Phenytoin Induced Changes in Glucose and Lipid Metabolism is Related to Increased Urate Synthesis
Itemobong S. Ekaidem *
Department of Chemical Pathology, Faculty of Clinical Sciences, University of Uyo, Nigeria.
Itoro F. Usoh
Department of Biochemistry, Faculty of Basic Medical Sciences, University of Uyo, Nigeria.
Friday E. Uboh
Department of Biochemistry, Faculty of Basic Medical Sciences, University of Calabar, Nigeria.
*Author to whom correspondence should be addressed.
Abstract
Aim: The study was to investigate the relationship of phenytoin-associated hyperuricaemia with the hyperglycaemia and dyslipidaemia caused by phenytoin administration.
Methods: Forty-two albino Wistar rats were randomly divided into six (6) groups of 7 rats each. Group 1 animals served as the control (receiving normal saline 0.50 ml). Groups 2,3,4,5 and 6 received phenytoin, phenytoin + vitamin C, phenytoin + vitamin E, phenytoin +vitamin E +vitamin C and phenytoin + allopurinol respectively. The drugs were administered once daily for four weeks by oral intubation as follows: Phenytoin: 5 mg/kg body weight of rat, vitamin C: 1.4 mg/kg body weight of rat, Vitamin E: 10 IU/kg body weight of rat and allopurinol 5mg/kg body weight of rats. Appropriate immunoassay or spectrophotometric methods were used for analysis of fasting plasma glucose, insulin, cholesterol, triglyceride and catalase activities.

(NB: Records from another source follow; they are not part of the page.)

Issue #2655, opened 2021-02-28
Test emacs-lsp packages


yyoncho:
It will be nice if we have once centralized test suite which checks whether
emacs-lsp packages byte compile properly since a lot of the extension packages
use lsp-mode's internal functions(e. g. `lsp--point-to-position`).

yyoncho:
@jcs090218 willing to take a look?

jcs090218:
Sure! How would you like to proceed this? I think I have applied a CI test for most of emacs-lsp packages.

yyoncho:
> How would you like to proceed this?

The goal is to byte-compile the packages part of emacs-lsp organization against the version of lsp-mode under test. I am not sure what will be the best/easiest way to achieve this - we can either clone their repos or install them via package.el and then filter out the byte-compilation errors coming from non-emacs-lsp packages.

jcs090218:
> we can either clone their repos or install them via package.el and then filter out the byte-compilation errors coming from non-emacs-lsp packages.

Hmm.. I think we will need to create a new repository to do this task? If yes, what name would you prefer? I think I can work on this over the weekend. :)

yyoncho:
> I think we will need to create a new repository to do this task

Why? Can we use that in order to get the PRs covered?

jcs090218:
> Why? Can we use that in order to get the PRs covered?

Okay, I think I misunderstand your plan. Can you elaborate it so I can get a better image of what you are proposing? I am guessing that you want to filter out error/warning message from the emacs-lsp packages' dependencies? So we can get debugging easier if there is something wrong from their dependencies?

I thought the line below should already work? Since it already triggered the error flag while dependency goes wrong.

https://github.com/emacs-lsp/lsp-mode/blob/89a1525be9606e60f708052f86f501e934a14397/Makefile#L55

yyoncho:
> Can you elaborate it so I can get a better image of what you are proposing?

I want the following: Developer FOO is opening a PR which renames `lsp--position-compare` to `lsp--position-compare-new-name` . Developer FOO opens a PR and CI fails, becase `lsp-java` is using `lsp--position-compare`.

yyoncho:
FTR seems like we should include also external packages like `ccls`. This will help us be more aggressive with fixing poor function names and with refactoring.

ericdallo:
[...]

PR #2678, opened 2021-03-06
CI test for emacs-lsp packages

jcs090218:
This if for #2655

### DIFF
--- a/Makefile
+++ b/Makefile
@@ -34,10 +34,10 @@ unix-build:
 	$(CASK) install
 
 # TODO: add 'checkdoc' and 'lint' here when they pass
-unix-ci: clean unix-build unix-compile prepare_cpp_project unix-test test-pkgs
+unix-ci: clean unix-build unix-compile prepare_cpp_project unix-test test-downstream-pkgs
 
 windows-ci: CASK=
-windows-ci: clean windows-compile windows-test test-pkgs
+windows-ci: clean windows-compile windows-test test-downstream-pkgs
 
 unix-compile:
 	@echo "Compiling..."
@@ -58,7 +58,7 @@ windows-compile:
 		--eval '(setq byte-compile-error-on-warn t)' \
 		-f batch-byte-compile $(LSP-FILES)
 
-test-pkgs:
+test-downstream-pkgs:
 	@echo "Test emacs-lsp packages..."
 	@$(CASK) $(EMACS) -Q --batch \
 		-l $(WIN-BOOTSTRAP) \
@@ -117,4 +117,4 @@ clean:
 	rm -rf test/fixtures/SampleCppProject/build test/fixtures/SampleCppProject/.cache
 
 
-.PHONY: all unix-build	 ci unix-compile windows-compile checkdoc lint unix-test windows-test docs local-webpage clean
+.PHONY: all unix-build ci unix-compile windows-compile checkdoc lint unix-test windows-test docs local-webpage clean
--- a/Makefile
+++ b/Makefile
@@ -61,6 +61,7 @@ windows-compile:
 test-pkgs:
 	@echo "Test emacs-lsp packages..."
 	@$(CASK) $(EMACS) -Q --batch \
+		-l $(WIN-BOOTSTRAP) \
 		--eval '(setq byte-compile-error-on-warn t)' \
 		-l $(TEST-PKGS)
 
--- a/Makefile
+++ b/Makefile
@@ -63,6 +63,7 @@ test-pkgs:
 	@$(CASK) $(EMACS) -Q --batch \
 		-l $(WIN-BOOTSTRAP) \
 		--eval '(setq byte-compile-error-on-warn t)' \
+		--eval '(setq emacs-lsp-ci t)' \
 		-l $(TEST-PKGS)
 
 checkdoc:
--- a/Makefile
+++ b/Makefile
@@ -19,7 +19,10 @@ LSP-FILES := lsp-protocol.el lsp-mode.el lsp.el lsp-completion.el \
 		lsp-diagnostics.el lsp-lens.el lsp-modeline.el \
 		$(wildcard clients/*.el)
 
-TEST-FILES := test/windows-bootstrap.el test/test-helper.el \
+WIN-BOOTSTRAP=test/windows-bootstrap.el
+TEST-PKGS=test/test-packages.el
+
+TEST-FILES := $(WIN-BOOTSTRAP) $(TEST-PKGS) test/test-helper.el \
 		$(shell ls test/lsp-*.el)
 LOAD-FILE = -l $(test-file)
 LOAD-TEST-FILES := $(foreach test-file, $(TEST-FILES), $(LOAD-FILE))
@@ -50,7 +53,7 @@ prepare_cpp_project:
 windows-compile:
 	@echo "Compiling..."
 	@$(CASK) $(EMACS) -Q --batch \
-		-l test/windows-bootstrap.el \
+		-l $(WIN-BOOTSTRAP) \
 		-L . -L clients \
 		--eval '(setq byte-compile-error-on-warn t)' \
 		-f batch-byte-compile $(LSP-FILES)
@@ -83,11 +86,11 @@ lint:
 		$(LSP-FILES)
 
 unix-test:
-	$(CASK) exec ert-runner -L . -L clients  -t '!no-win' -t '!org'
+	$(CASK) exec ert-runner -L . -L clients	 -t '!no-win' -t '!org'
 
 windows-test:
 	@$(EMACS) -Q --batch \
-		-l test/windows-bootstrap.el \
+		-l $(WIN-BOOTSTRAP) \
 		-L . -L clients \
 		$(LOAD-TEST-FILES) \
 		--eval "(ert-run-tests-batch-and-exit \
--- a/Makefile
+++ b/Makefile
@@ -34,10 +34,10 @@ unix-build:
 	$(CASK) install
 
 # TODO: add 'checkdoc' and 'lint' here when they pass
-unix-ci: clean unix-build unix-compile prepare_cpp_project unix-test
+unix-ci: clean unix-build unix-compile prepare_cpp_project unix-test test-pkgs
 
 windows-ci: CASK=
-windows-ci: clean windows-compile windows-test
+windows-ci: clean windows-compile windows-test test-pkgs
 
 unix-compile:
 	@echo "Compiling..."
@@ -57,6 +57,12 @@ windows-compile:
 		-L . -L clients \
 		--eval '(setq byte-compile-error-on-warn t)' \
 		-f batch-byte-compile $(LSP-FILES)
+
+test-pkgs:
+	@echo "Test emacs-lsp packages..."
+	@$(CASK) $(EMACS) -Q --batch \
+		--eval '(setq byte-compile-error-on-warn t)' \
+		-l $(TEST-PKGS)
 
 checkdoc:
 	$(eval LOG := $(shell mktemp -d)/checklog.log)
--- a/Makefile
+++ b/Makefile
@@ -62,7 +62,6 @@ test-pkgs:
 	@echo "Test emacs-lsp packages..."
 	@$(CASK) $(EMACS) -Q --batch \
 		-l $(WIN-BOOTSTRAP) \
-		--eval '(setq byte-compile-error-on-warn t)' \
 		--eval '(setq emacs-lsp-ci t)' \
 		-l $(TEST-PKGS)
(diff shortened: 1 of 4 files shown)


jcs090218:
This is 99% done except `lsp-dart`. I am getting the following error but not able to find the function `lsp-make-notification` anywhere inside `lsp-dart` package. This looks very strange to me. 😕 

Here is the full backtrace from GitHub Actions, 

```
d:/a/lsp-mode/lsp-mode/lsp-mode.el:2784:8:Error: function lsp-make-notification used to take 0+ arguments, now takes 1-2
Test lsp-byte-compilation-test backtrace:
  signal(ert-test-failed (((should (byte-compile-file (save-excursion 
  ert-fail(((should (byte-compile-file (save-excursion (find-library l
  (if (unwind-protect (setq value-701 (apply fn-699 args-700)) (setq f
  (let (form-description-703) (if (unwind-protect (setq value-701 (app
  (let ((value-701 (quote ert-form-evaluation-aborted-702))) (let (for
  (let* ((fn-699 (function byte-compile-file)) (args-700 (condition-ca
  (let ((byte-compile-error-on-warn t)) (message "Testing file %s" lib
  (closure (t) (library) (let ((byte-compile-error-on-warn t)) (messag
  mapc((closure (t) (library) (let ((byte-compile-error-on-warn t)) (m
  seq-do((closure (t) (library) (let ((byte-compile-error-on-warn t)) 
  (closure (t) nil (seq-do (function (lambda (library) (let ((byte-com
  ert--run-test-internal(#s(ert--test-execution-info :test #s(ert-test
  ert-run-test(#s(ert-test :name lsp-byte-compilation-test :documentat
  ert-run-or-rerun-test(#s(ert--stats :selector (and (not (tag no-win)
  ert-run-tests((and (not (tag no-win)) (not (tag org))) #f(compiled-f
  ert-run-tests-batch((and (not (tag no-win)) (not (tag org))))
  ert-run-tests-batch-and-exit((and (not (tag no-win)) (not (tag org))
  eval((ert-run-tests-batch-and-exit (quote (and (not (tag no-win)) (n
  command-line-1(("-l" "test/windows-bootstrap.el" "-L" "." "-L" "clie
  command-line()
  normal-top-level()
    (ert-test-failed
     ((should
       (byte-compile-file
	(save-excursion ... ...)))
      :form
      (byte-compile-file "d:/a/lsp-mode/lsp-mode/lsp-mode.el")
      :value nil))
```

P.S. This only occurs in Windows

ericdallo:
Let me check @jcs090218

test/windows-bootstrap.el
```diff
@@ -41,6 +40,16 @@
...
-            `(lambda () (delete-directory ,user-emacs-directory t))))
+            `(lambda ()
+               ;; NOTE: If you are testing this on your own PC, then you
+               ;; might want to uncomment the line below to do the clean up
+               ;; after the test. (This will take more time to complete the
+               ;; CI process)
+               ;;
+               ;; Please leave it comment in CI so we don't accidentally install
+               ;; depedencies twice.
+               ;;(delete-directory ,user-emacs-directory t)
```
ericdallo, line 51: Instead of this, we could check a ENV var that we would always set on CI, like `EMACS-LSP-CI=1`, so local tests would just work, WDYT?

ericdallo:
> This is 99% done except lsp-dart. I am getting the following error but not able to find the function lsp-make-notification anywhere inside lsp-dart package. This looks very strange to me. confused

@jcs090218 I couldn't find anything related to lsp-dart, but we do have a [Notification protocol not used here](https://github.com/emacs-lsp/lsp-dart/blob/master/lsp-dart-protocol.el#L57) 🤔, @yyoncho declaring unused protocols would make this warn? this already works on lsp-dart CI without issues

yyoncho:
> This is 99% done except lsp-dart. I am getting the following error but not able to find the function lsp-make-notification anywhere inside lsp-dart package. This looks very strange to me. confused

@jcs090218 can you link the error?

test/windows-bootstrap.el
jcs090218: Good idea. Added variable `emacs-lsp-ci`.

jcs090218:
Error is here, https://github.com/emacs-lsp/lsp-mode/runs/2046252831.

test/test-packages.el
```diff
@@ -0,0 +1,75 @@
...
+;;  CI test for emacs-lsp packages
+;;
+;; See https://github.com/emacs-lsp/lsp-mode/issues/2655 for more information.
+;;
+;;; Code:
+
+(require 'package)
+
+(setq user-emacs-directory (expand-file-name (make-temp-name ".emacs.d")
+                                             "~")
```
ericdallo, line 29: Does that works for Windows?

jcs090218:
> @jcs090218 I couldn't find anything related to lsp-dart, but we do have a Notification protocol not used here 🤔,

Yeah, this looks strange to me. But I sometime do get this warning. See if I can reproduce this. 😕

test/test-packages.el
jcs090218: Yeah, I think.

yyoncho:
> Error is here, https://github.com/emacs-lsp/lsp-mode/runs/2046252831.

The issue is that we have 2 lsp-make-notification functions, one in lsp-mode.el and one in lsp-protocol.el, we should remove the one in lsp-mode.el

jcs090218:
> The issue is that we have 2 lsp-make-notification functions, one in lsp-mode.el and one in lsp-protocol.el, we should remove the one in lsp-mode.el

I could not find the second `lsp-make-notification` in lsp-protocol.el. Is the line generates it's function? 

https://github.com/emacs-lsp/lsp-mode/blob/800591f724c87da74a63d1317d45e92cfae019a1/lsp-protocol.el#L110

I think I should delete the one in lsp-mode?

ericdallo:
@jcs090218 I think @yyoncho meant https://github.com/emacs-lsp/lsp-dart/blob/master/lsp-dart-protocol.el#L57

yyoncho:
> @jcs090218 I think @yyoncho meant https://github.com/emacs-lsp/lsp-dart/blob/master/lsp-dart-protocol.el#L57
> 
> I think we can rename the function on lsp-mode or rename on dart side, I don't mean to remove that on Dart side as is not being used ATM, I just added to follow the spec

Lets remove the dart side.

yyoncho:
But generally, we should prefix the non-core interfaces.

ericdallo:
I'll remove it and later add the prefix, it makes sense @yyoncho

ericdallo:
Done on master @jcs090218, it should be available on MELPA in 1hour

Makefile
```diff
@@ -50,11 +53,19 @@ prepare_cpp_project:
...
+		-l $(WIN-BOOTSTRAP) \
 		-L . -L clients \
 		--eval '(setq byte-compile-error-on-warn t)' \
 		-f batch-byte-compile $(LSP-FILES)
 
+test-pkgs:
+	@echo "Test emacs-lsp packages..."
+	@$(CASK) $(EMACS) -Q --batch \
+		-l $(WIN-BOOTSTRAP) \
+		--eval '(setq byte-compile-error-on-warn t)' \
```
yyoncho, line 65: can we move that in the test-package.el? Can we structure the code like that:

1. Install lsp-* package dependencies(e. g. lsp-treemacs depends on treemacs)
2. After that set byte-compile-error-on-warn to t and install our packages.

jcs090218: You mean by setting `byte-compile-error-on-warn` to `t` only for emacs-lsp packages?

yyoncho: yes. I don't want the CI to be red if some of the deps has byte-compilation issue.

jcs090218: Any suggestion achieving this? Not sure if there is a clean way to do this. 😕

test/test-packages.el
```diff
@@ -34,6 +34,12 @@
   "Get version of the package by NAME."
   (let ((pkg (cadr (assq name package-alist)))) (when pkg (package-desc-version pkg))))
 
+(defun test-packages--install-from-archive (pkg-desc)
+  "Advice execute beofre function `package-install-from-archive'."
+  (setq byte-compile-error-on-warn
+        (ignore-errors (string-prefix-p "lsp-" (symbol-name (package-desc-name pkg-desc))))))
```
jcs090218, line 40: Does this works for you? Or do you want to compare it with a emacs-lsp package list?

Makefile
```diff
@@ -50,11 +53,18 @@ prepare_cpp_project:
 windows-compile:
 	@echo "Compiling..."
 	@$(CASK) $(EMACS) -Q --batch \
-		-l test/windows-bootstrap.el \
+		-l $(WIN-BOOTSTRAP) \
 		-L . -L clients \
 		--eval '(setq byte-compile-error-on-warn t)' \
 		-f batch-byte-compile $(LSP-FILES)
 
+test-pkgs:
```
ericdallo, line 61: I would suggest something like to be more clear, but it's your choice
```suggestion
test-downstream-pkgs
```

jcs090218: Changed! 👍

test/test-packages.el
ericdallo: That won't work for `helm-lsp` :/

ericdallo: I can't see a easy way without adding a list of all known downstreams

jcs090218: I have changed to 

```el
(advice-add
   'package-install-from-archive
   :before (lambda (pkg-desc)
             (setq byte-compile-error-on-warn
                   (ignore-errors (memq (package-desc-name pkg-desc) pkgs)))))
```

test/test-packages.el
```diff
@@ -0,0 +1,81 @@
...
+               lsp-python-ms
+               lsp-sonarlint
+               lsp-sourcekit
+               lsp-treemacs
+               lsp-ui)))
+  (advice-add
+   'package-install-from-archive
+   :before (lambda (pkg-desc)
+             (setq byte-compile-error-on-warn
+                   (ignore-errors (memq (package-desc-name pkg-desc) pkgs)))))
```
jcs090218, line 60: @ericdallo How about this?

test/test-packages.el
```diff
@@ -0,0 +1,81 @@
...
+               lsp-python-ms
+               lsp-sonarlint
+               lsp-sourcekit
+               lsp-treemacs
+               lsp-ui)))
+  (advice-add
+   'package-install-from-archive
+   :before (lambda (pkg-desc)
+             (setq byte-compile-error-on-warn
+                   (if (ignore-errors (memq (package-desc-name pkg-desc) pkgs)) t nil))))
```
jcs090218, line 60: @ericdallo How about this? Just added the if statement to ensure the value is either `t` or `nil`.

ericdallo: I think that works :)

Makefile
yyoncho: My idea was to have 2 loops of package-install, first will install the deps of the emacs lsp packages, the second will install the actual packages. But I am fine with anything that covers the initial requirements.

test/test-packages.el
jcs090218: @yyoncho I have applied it this way.

jcs090218:
All checks have passed! 🎉 Let me know if I still need to change anything! ;)

ericdallo:
LGTM, thank you for that @jcs090218 :)

test/test-packages.el
```diff
@@ -0,0 +1,81 @@
...
+      package-user-dir (expand-file-name (make-temp-name "tmp-elpa")
+                                         user-emacs-directory))
+
+(defun package-version (name)
+  "Get version of the package by NAME."
+  (let ((pkg (cadr (assq name package-alist)))) (when pkg (package-desc-version pkg))))
+
+(let* ((package-archives '(("melpa" . "https://melpa.org/packages/")
+                           ("gnu" . "https://elpa.gnu.org/packages/")))
+       (pkgs '(dap-mode
```
yyoncho, line 39: I wonder whether we should add lsp-grammarly, ccls, lsp-tailwindcss to this pipeline, WDYT?

yyoncho (approved):

yyoncho:
Looks good to me! I think this is a great addition to our infrastructure. Now it will be much easier to perform cleanup.

test/test-packages.el
ericdallo: I think we should

jcs090218: I have no objection for this. Added! :)

jcs090218:
All checks have passed (again)! Let me merge this for now before this PR get larger and larger. I would apply another patch if needed! :)

Thanks for everyone who reviewed this PR. 🎉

Results: Showed a significant elevation of serum uric acid following phenytoin administration (p= 0.000) that were not reversed by co-administration of antioxidant vitamins but were reduced by allopurinol administration. Serum catalase activities which were significantly depressed by phenytoin treatment were reversed by antioxidant Vitamins C, E or allopurinol. The concentration of fasting plasma glucose, insulin resistance index, total cholesterol and triglyceride were significantly increase [(59.5%: p=0.001), (87.9%: p=0.005), (35.7%: p=0.000), (34.5% p=0.027)] respectively by phenytoin administration compared to control. However, the values of these parameters were not significantly lowered by antioxidant Vitamins, but significant reduction (p=0.017) to values similar to those of normal control group were observed in the group receiving both phenytoin and allopurinol. Fasting plasma insulin levels were not significantly (16.8%: p=0.137) affected by these drug treatments. Pearson bivariate correlation analysis of data of the experimental groups and control showed significant positive correlation between uric acid and fasting plasma glucose (r=0.598, P=0.000), fasting plasma insulin (r=0.394, P=0.010), insulin resistance index (HOMAIR: r=0.551, P=0.000), total cholesterol (r=0.677, P=0.000) and triglyceride (r=0.490, P.0.001).
Conclusion: We conclude that the metabolic toxicities of phenytoin associated with impaired glucose metabolism, insulin resistance and dyslipidaemia, are related to phenytoin induced hyperuricaemia.
Keywords: Phenytoin hyperuricaemia, hyperglycaemia, dyslipidaemia, insulin resistance, allopurinol.